Ce quatrième épisode russo-ukrainien des mousquetaires, qui reprend des éléments du Vicomte de Bragelonne pour le mélanger à des intrigues nouvelles et passablement délirantes, est à nouveau filmé par le réalisateur ouzbékien Yungvald-Khilkevich (avec insertion de 11 chansons). Il débute par la mort des quatre héros, Aramis et Porthos l'épée à la main contre les gardes du cardinal; Athos dans son domaine après avoir bu une tasse de poison (dans le roman, il succombe à une crise cardiaque en apprenant le décès à la guerre de son fils Raoul), et d'Artagnan, qui est emporté par un boulet de canon après avoir obtenu le bâton de maréchal. Paris grogne, Mazarin (amant de la reine) a disparu avec le trésor de la Couronne. La progéniture des mousquetaires est appelée au secours: Jacqueline, fille de d'Artagnan (le scénariste admet avoir été marqué par le film La Fille de d'Artagnan de Bertrand Tavernier en 1994), Raoul de Bragelonne, flls d'Athos, Léon et Angelica, les enfants de Porthos (on s'inspire du roman Le Fils de Porthos de Paul Mahalin, paru en 1883), et Henri, le rejeton d'Aramis. Léon ignore ses origines et combat au départ les autres enfants des mousquetaires, tandis que sa soeur Angelica se colle une moustache et s'habille en homme. L'action pour récupérer le trésor volé par Mazarin (dont l'or disparu des Templiers!) les emmène en Angleterre et les confronte au puissant Ordre des Jésuites comme à Jussac, jadis l'ennemi mortel de d'Artagnan.

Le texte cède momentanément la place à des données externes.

PR #5091, opened 2020-03-03
fix minibatch_by_words  with int

svlandeg:
## Description
Bug crept in - `minibatch_by_words` with `size` an `int` did not work on `develop` anymore, because the `else` statement would overwrite the first `if`.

Les vieux mousquetaires, qui assistent aux démêlés depuis leur nuage, reviennent pour 24 heures sur terre afin de prêter assistance à leur gamin, les Jésuites sont vaincus et l'honneur de la reine est sauf. La fille de d'Artagnan et le fils d'Aramis convolent, Raoul de Bragelonne périt au cours d'un combat dans une taverne, laissant Mademoiselle de Vallière un peu plus longtemps dans le lit de Louis XIV.

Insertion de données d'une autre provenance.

PR #5099, opened 2020-03-04
Update Makefile

adrianeboyd:
## Description

Main changes:

* improve dependencies around variable filenames with timestamp file
* execute tests within venv

### Types of change

Bug fix.

## Checklist

### DIFF
--- a/Makefile
+++ b/Makefile
@@ -1,36 +1,37 @@
 SHELL := /bin/bash
-WHEELHOUSE := ./wheelhouse
 PYVER := 3.6
 VENV := ./env$(PYVER)
 
-version = $(shell "bin/get-version.sh")
+version := $(shell "bin/get-version.sh")
 
-dist/spacy-$(version).pex : wheelhouse/spacy-$(version)-*.whl
-	pex -f ./wheelhouse --no-index --disable-cache -m spacy -o dist/spacy-$(version).pex spacy==$(version) jsonschema
-	chmod a+rx dist/spacy-$(version).pex
+dist/spacy-$(version).pex : wheelhouse/spacy-$(version).stamp
+	$(VENV)/bin/pex -f ./wheelhouse --no-index --disable-cache -m spacy -o $@ spacy==$(version) jsonschema
+	chmod a+rx $@
 
 dist/pytest.pex : wheelhouse/pytest-*.whl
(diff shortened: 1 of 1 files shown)


Makefile
```diff
@@ -1,36 +1,37 @@
...
 VENV := ./env$(PYVER)
 
-version = $(shell "bin/get-version.sh")
+version := $(shell "bin/get-version.sh")
 
-dist/spacy-$(version).pex : wheelhouse/spacy-$(version)-*.whl
-	pex -f ./wheelhouse --no-index --disable-cache -m spacy -o dist/spacy-$(version).pex spacy==$(version) jsonschema
-	chmod a+rx dist/spacy-$(version).pex
+dist/spacy-$(version).pex : wheelhouse/spacy-$(version).stamp
+	$(VENV)/bin/pex -f ./wheelhouse --no-index --disable-cache -m spacy -o $@ spacy==$(version) jsonschema
```
honnibal: Ah not running pex within the virtualenv was was definitely an oversight. Nice idea with the timestamp too.

Makefile
```diff
@@ -1,36 +1,37 @@
...
+$(VENV)/bin/pex :
 	python$(PYVER) -m venv $(VENV)
 	$(VENV)/bin/python -m pip install pex wheel
 
 .PHONY : clean test
 
 test : dist/spacy-$(version).pex dist/pytest.pex
-	PEX_PATH=dist/spacy-$(version).pex ./dist/pytest.pex --pyargs spacy -x
+	( . $(VENV)/bin/activate ; \
+	PEX_PATH=dist/spacy-$(version).pex ./dist/pytest.pex --pyargs spacy -x ; )
```
honnibal: Why is this necessary? Pex shouldn't require the virtualenv to run I don't think? Is it just that it's picking the wrong Python for you?

adrianeboyd: I think the problem is that `pex` isn't necessarily installed in the local venv? I got `ModuleNotFoundError: No module named 'pex'` otherwise.

Makefile
adrianeboyd: (Officemates who are better at Makefiles are helpful.)

adrianeboyd:
One other thing that still isn't quite ideal is that `wheel` or `pip` doesn't seem to recythonize/rebuild correctly, so this is fine for a clean repo but didn't work well for me a normal working directory. Even `make clean; make` didn't seem to clean enough and rebuild enough. I had to rebuild separately with `python setup.py build_ext --inplace` and then it packaged the version I expected it to package.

Cette semi-parodie en musique est tournée de juin à septembre 2007 dans les studios d'Odessa, au château de Svirj, à Lviv (Ukraine), à Moscou, à Saint-Pétersbourg et à Belgorod-Dniestr. Un grand succès cathodique et en salle, grâce aussi à la science du maître d'armes, Vladimir Balon. Une version remontée en quatre parties est diffusée à la télévision en 2012.